> [Records for this task]:

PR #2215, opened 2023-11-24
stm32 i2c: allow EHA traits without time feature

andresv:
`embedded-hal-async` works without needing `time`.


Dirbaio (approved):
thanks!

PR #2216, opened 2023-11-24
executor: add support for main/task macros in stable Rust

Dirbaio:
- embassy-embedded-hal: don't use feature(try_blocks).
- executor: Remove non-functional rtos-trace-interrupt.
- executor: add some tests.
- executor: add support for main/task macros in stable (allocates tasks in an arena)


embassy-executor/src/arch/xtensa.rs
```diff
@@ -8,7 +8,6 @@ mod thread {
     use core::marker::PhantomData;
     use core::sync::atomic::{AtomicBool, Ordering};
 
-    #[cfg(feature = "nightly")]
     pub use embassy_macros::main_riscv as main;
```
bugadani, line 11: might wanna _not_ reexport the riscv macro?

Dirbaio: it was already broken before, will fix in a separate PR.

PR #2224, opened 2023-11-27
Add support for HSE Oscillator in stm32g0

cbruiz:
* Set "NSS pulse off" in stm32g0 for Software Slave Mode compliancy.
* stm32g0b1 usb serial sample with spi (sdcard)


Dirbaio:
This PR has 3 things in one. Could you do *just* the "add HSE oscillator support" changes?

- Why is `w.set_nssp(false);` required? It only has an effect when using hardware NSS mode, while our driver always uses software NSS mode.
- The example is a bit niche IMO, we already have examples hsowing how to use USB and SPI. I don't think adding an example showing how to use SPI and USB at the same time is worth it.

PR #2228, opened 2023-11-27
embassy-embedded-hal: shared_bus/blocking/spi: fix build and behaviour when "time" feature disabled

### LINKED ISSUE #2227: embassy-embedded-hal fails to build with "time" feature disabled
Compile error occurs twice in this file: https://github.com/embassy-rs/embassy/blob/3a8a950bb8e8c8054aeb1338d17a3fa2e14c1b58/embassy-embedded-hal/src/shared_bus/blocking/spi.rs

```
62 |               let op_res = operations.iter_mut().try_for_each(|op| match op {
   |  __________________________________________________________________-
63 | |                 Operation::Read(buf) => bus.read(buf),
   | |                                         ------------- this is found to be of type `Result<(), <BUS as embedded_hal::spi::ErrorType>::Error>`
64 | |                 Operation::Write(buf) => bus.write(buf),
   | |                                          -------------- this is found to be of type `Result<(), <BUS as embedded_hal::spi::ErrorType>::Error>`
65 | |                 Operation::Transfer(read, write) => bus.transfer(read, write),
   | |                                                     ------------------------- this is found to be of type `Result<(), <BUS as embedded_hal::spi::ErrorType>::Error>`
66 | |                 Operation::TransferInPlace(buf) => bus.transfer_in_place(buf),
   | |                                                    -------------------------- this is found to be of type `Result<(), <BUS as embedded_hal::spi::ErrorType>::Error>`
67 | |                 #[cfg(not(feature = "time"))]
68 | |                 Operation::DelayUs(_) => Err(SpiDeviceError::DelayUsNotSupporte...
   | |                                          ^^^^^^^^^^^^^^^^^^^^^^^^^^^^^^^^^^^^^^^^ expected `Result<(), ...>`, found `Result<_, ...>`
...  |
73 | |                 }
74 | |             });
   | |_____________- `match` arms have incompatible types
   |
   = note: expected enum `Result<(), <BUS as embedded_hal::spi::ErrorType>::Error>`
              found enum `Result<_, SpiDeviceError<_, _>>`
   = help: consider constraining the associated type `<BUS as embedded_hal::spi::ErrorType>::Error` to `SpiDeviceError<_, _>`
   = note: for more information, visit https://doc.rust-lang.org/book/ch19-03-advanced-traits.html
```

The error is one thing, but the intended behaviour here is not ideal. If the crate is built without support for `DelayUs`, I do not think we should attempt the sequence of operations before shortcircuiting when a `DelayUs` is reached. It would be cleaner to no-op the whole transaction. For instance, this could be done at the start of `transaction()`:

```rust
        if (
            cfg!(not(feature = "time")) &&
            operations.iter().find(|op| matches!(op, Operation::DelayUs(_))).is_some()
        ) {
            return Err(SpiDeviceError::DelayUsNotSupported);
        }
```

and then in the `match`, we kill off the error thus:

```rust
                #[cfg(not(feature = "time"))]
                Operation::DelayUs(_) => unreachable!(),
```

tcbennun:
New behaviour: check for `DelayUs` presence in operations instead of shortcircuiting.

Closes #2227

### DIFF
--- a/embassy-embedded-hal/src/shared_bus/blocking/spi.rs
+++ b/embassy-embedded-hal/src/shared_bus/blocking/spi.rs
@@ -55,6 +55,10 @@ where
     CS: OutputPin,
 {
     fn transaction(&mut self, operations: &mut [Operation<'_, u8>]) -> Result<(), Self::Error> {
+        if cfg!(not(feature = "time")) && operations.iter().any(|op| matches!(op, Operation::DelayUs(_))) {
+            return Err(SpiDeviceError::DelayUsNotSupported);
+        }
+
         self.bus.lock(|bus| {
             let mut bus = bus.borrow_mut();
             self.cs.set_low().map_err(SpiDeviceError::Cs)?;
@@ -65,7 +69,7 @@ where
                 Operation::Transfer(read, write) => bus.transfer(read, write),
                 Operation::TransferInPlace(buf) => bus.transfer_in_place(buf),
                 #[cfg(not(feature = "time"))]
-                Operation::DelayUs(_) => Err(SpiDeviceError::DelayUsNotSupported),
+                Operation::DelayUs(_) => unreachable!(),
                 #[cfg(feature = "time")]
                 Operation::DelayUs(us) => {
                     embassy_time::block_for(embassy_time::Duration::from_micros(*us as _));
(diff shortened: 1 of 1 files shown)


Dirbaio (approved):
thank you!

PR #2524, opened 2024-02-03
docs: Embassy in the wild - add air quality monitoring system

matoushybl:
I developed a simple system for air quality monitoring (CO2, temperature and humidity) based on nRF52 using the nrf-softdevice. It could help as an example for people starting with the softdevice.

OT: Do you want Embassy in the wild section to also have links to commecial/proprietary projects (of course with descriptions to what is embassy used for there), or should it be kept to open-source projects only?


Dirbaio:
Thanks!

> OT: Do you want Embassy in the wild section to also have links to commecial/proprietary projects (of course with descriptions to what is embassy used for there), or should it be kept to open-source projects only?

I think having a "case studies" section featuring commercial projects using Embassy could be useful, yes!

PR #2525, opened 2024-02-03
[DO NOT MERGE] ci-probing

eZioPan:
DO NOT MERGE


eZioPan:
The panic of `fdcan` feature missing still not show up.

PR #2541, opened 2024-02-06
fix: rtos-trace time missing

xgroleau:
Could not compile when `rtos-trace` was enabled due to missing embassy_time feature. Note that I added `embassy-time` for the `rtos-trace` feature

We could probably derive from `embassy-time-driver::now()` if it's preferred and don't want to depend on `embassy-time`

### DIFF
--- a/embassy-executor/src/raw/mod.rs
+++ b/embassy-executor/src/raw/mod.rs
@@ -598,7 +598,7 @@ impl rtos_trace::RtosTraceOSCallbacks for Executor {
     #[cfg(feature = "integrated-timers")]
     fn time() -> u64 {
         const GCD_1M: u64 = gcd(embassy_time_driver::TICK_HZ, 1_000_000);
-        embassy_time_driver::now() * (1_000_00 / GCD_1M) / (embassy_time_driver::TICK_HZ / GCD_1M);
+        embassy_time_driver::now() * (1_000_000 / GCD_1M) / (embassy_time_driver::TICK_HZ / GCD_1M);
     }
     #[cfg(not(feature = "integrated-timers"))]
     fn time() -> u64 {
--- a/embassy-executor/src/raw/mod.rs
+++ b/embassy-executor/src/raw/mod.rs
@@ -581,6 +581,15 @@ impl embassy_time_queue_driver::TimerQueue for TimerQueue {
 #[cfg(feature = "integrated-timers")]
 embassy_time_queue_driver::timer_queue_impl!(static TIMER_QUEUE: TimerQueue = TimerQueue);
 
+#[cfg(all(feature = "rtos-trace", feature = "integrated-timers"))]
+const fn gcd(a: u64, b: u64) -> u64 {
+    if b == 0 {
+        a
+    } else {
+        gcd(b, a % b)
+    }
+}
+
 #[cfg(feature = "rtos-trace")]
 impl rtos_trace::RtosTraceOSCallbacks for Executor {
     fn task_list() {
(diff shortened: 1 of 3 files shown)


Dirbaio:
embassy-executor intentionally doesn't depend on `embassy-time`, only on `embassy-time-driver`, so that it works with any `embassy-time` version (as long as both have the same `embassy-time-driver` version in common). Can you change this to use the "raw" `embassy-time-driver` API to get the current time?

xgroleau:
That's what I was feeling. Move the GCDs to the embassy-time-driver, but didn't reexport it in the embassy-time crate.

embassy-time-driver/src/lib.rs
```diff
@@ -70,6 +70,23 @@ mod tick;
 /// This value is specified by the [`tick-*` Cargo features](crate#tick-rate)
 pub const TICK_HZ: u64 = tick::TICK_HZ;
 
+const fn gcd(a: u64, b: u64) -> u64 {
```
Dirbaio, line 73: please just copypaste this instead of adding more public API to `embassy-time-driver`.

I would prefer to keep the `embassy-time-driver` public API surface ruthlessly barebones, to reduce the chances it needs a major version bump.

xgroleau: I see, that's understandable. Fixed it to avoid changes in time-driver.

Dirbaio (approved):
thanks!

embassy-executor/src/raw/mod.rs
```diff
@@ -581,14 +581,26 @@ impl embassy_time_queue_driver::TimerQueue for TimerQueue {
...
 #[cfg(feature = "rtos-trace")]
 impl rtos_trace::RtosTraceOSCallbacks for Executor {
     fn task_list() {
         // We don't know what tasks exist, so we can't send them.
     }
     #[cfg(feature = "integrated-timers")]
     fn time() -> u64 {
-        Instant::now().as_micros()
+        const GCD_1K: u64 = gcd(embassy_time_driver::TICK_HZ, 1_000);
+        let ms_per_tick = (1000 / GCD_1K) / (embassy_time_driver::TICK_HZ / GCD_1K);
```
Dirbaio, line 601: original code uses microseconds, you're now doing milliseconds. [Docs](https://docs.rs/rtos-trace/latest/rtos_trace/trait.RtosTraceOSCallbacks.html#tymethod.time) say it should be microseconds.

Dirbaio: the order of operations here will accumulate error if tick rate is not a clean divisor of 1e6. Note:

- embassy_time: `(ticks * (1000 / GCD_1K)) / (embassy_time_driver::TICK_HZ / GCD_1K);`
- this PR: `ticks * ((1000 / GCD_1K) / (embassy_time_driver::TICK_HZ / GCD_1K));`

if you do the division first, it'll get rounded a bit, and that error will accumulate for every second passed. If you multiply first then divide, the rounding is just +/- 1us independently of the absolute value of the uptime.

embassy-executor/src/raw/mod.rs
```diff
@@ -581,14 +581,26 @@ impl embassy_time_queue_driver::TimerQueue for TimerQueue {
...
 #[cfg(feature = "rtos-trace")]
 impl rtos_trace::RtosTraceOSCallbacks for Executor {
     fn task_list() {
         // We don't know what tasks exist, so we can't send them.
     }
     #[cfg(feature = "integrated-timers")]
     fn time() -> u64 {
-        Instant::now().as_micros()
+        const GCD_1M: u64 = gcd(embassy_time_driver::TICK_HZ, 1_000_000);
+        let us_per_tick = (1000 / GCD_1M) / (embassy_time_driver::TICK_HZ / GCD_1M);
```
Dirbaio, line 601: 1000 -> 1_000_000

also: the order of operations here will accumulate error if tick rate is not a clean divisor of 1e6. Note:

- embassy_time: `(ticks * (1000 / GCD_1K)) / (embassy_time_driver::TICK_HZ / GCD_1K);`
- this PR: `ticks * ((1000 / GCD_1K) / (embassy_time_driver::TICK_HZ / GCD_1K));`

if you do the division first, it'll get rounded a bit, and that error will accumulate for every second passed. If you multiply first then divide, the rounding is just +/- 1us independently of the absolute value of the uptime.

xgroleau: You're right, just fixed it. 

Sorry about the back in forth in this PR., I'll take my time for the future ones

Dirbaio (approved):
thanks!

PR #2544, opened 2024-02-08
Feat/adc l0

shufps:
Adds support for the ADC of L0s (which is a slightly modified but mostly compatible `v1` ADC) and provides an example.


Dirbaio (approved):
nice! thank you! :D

> [Work to be completed]: Set down again, word for word, the stretch of records from the line with "New behaviour: check" to the line with "-65,7 +69,7 @@ where", both of those lines included.

> [Exercise solution]:
New behaviour: check for `DelayUs` presence in operations instead of shortcircuiting.

Closes #2227

### DIFF
--- a/embassy-embedded-hal/src/shared_bus/blocking/spi.rs
+++ b/embassy-embedded-hal/src/shared_bus/blocking/spi.rs
@@ -55,6 +55,10 @@ where
     CS: OutputPin,
 {
     fn transaction(&mut self, operations: &mut [Operation<'_, u8>]) -> Result<(), Self::Error> {
+        if cfg!(not(feature = "time")) && operations.iter().any(|op| matches!(op, Operation::DelayUs(_))) {
+            return Err(SpiDeviceError::DelayUsNotSupported);
+        }
+
         self.bus.lock(|bus| {
             let mut bus = bus.borrow_mut();
             self.cs.set_low().map_err(SpiDeviceError::Cs)?;
@@ -65,7 +69,7 @@ where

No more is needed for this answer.